Now, we’ve got the next phase of this journey to contemplate. For Ross, it’s a major operation, and up to three months off work to recover (the fact that driving is central to his job playing a big part here). I know that he’ll do amazingly. And seeing what this news has done is so uplifting – he’s beyond happy. He really wanted to be the one to help Hugo – to have matching scars and a bond that will tie them for life (well, an even bigger one than they have already). Now, he can. For me, it’s a case of getting my head around what that day will bring – both of my boys having major surgery on one day is a very scary concept. Ross will be in theatre for up to seven hours, Hugo for around ten. They will overlap. I know I won’t be on my own; my mum will be with me every step of the way, as will Ross’s. But it’s not going to be easy.
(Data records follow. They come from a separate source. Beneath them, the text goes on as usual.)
PR #2786, opened 2026-07-09
feat(prompts): add source filter to v2 prompts list endpoint

dzehnder:
## What

Adds a `source` query parameter to `GET /v2/orgs/:spaceCatId/brands/:brandId/prompts`, so callers can filter prompts by their `source` (e.g. `gsc`, `semrush`, `base_url`, `config`). The `source` column already exists on the `prompts` table and is already returned per row — this adds the missing filter predicate, mirroring the existing `origin` filter exactly.

## Why

The LLMO usage-tracking report's **"GSC Prompts" column has shown 0 for every customer since 2026-06-19** — not data loss, a reporting gap. The report generator (`OneAdobe/llmo-usage-report-node`) stubbed the GSC count to `0` for brandalf-enabled orgs with an explicit TODO:

> `// TODO: return accurate count once the brandalf prompts API supports filtering by source param`

This endpoint is that missing primitive. A follow-up PR in the generator will consume `?source=gsc` (and the same applies to the Library-prompts column). Full analysis in the implementation spec.

## Changes

- `src/support/prompts-storage.js` — `listPrompts` accepts `source`, applies `.eq('source', source)` (exact match).
- `src/controllers/brands.js` — `listPromptsByBrand` forwards `source` from query params.
- `docs/openapi/prompts-v2-api.yaml` — documents `source` as a **free-form string, no enum** (sources are open-ended and added by upstream producers like DRS without API changes).
- Tests:
  - Unit tests that **actually assert the filter fires** (recording stubs, not the no-op `eq: () => chain` — a cloned test would pass even with the filter deleted), plus an omitted-source no-op case.
  - Controller forwarding test (asserts `source` reaches the query, not just `200`).
  - `test/it/` integration case proving `?source=gsc` narrows rows, including a **fail-loud `?source=__nonexistent__` → `total: 0`** check (guards against the endpoint silently ignoring the param during a two-stage deploy).

## Compatibility & safety

- Fully backward-compatible: omitting `source` is a true no-op.
- Security: `.eq('source', source)` binds the value as a PostgREST parameter (no injection), exact-match only; tenant scoping (org access check + `organization_id`/`brand_id` filters) is upstream and unconditional — `source` can only narrow an already-scoped set.
- No new index needed: `count: 'exact'` already runs on every list call; adding a predicate makes it strictly cheaper.

## Testing

- `npx mocha test/support/prompts-storage.test.js test/controllers/brands.test.js` → 553 passing.
- `npm run docs:lint` → API description valid (pre-existing warnings only).
- IT: `test/it/postgres/categories-prompts.test.js` covers the new `source` filter.

### DIFF
--- a/docs/openapi/prompts-v2-api.yaml
+++ b/docs/openapi/prompts-v2-api.yaml
@@ -78,6 +78,16 @@ v2-prompts-by-brand:
         type: string
         enum: [ai, human]
       description: Filter by origin (ai or human)
+    - name: source
+      in: query
+      required: false
+      schema:
+        type: string
+      description: >-
+        Filter by prompt source (exact match), e.g. `gsc`, `semrush`,
+        `base_url`, `config`. Free-form string — sources are open-ended and
+        added by upstream producers (e.g. DRS) without API changes, so no enum
+        is enforced.
     - name: sort
       in: query
       required: false
--- a/src/controllers/brands.js
+++ b/src/controllers/brands.js
@@ -401,7 +401,7 @@ function BrandsController(ctx, log, env) {
     const { spaceCatId, brandId } = context.params || {};
     const {
       limit, page, categoryId, topicId, status,
-      search, region, origin, sort, order,
+      search, region, origin, source, sort, order,
     } = getQueryParams(context);
 
     try {
@@ -449,6 +449,7 @@ function BrandsController(ctx, log, env) {
         search,
         region,
         origin,
+        source,
         sort,
         order,
         limit,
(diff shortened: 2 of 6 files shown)


MysticatBot (approved):
Hey @dzehnder,

**Verdict: Approve** - clean, well-scoped addition of a single query filter following established patterns exactly.
_Changes: Adds an optional `source` query parameter to the v2 prompts list endpoint, filtering by exact match on the existing `source` column (6 files)._
Note: Recommend a human read before merge - this change modifies a documented API contract (`docs/openapi/prompts-v2-api.yaml`). The bot review is a complement to, not a replacement for, a human read here.

---

<sub><b>Skill:</b> pr-review | <b>Model:</b> us.anthropic.claude-opus-4-6-v1[1m] | <b>Duration:</b> 3m 6s | <b>Cost:</b> $4.94 | <b>Commit:</b> <code>4e93544fa0092c3eedef0fae6247b043a6c3cdce</code><br>If this code review was useful, please react with 👍. Otherwise, react with 👎.</sub>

For Hugo, though, it’s a new lease of life. We’ve been told what to expect from all angles – the scary stuff as well as the good. But I can’t focus on the scary side – what it will be like seeing him in intensive care. Or at least, I’ve got to try not to think about it. Instead, we’ve got to focus on just how well he should be after. There’s still a long road ahead – with rejection among one of the many hurdles to encounter along the way – and it won’t be easy, but the success rate of transplants is so good (much better than the Kasai) that we can really start to think about Hugo being on the other side of this. We’ll have a Hugo without the yellow skin and eyes, and with a normal belly. A Hugo without his NG tube, with his old appetite back. Our Hugo. The thought fills us both with so much excitement – and the fact that it is now almost in our grasp is just a dream (almost) come true.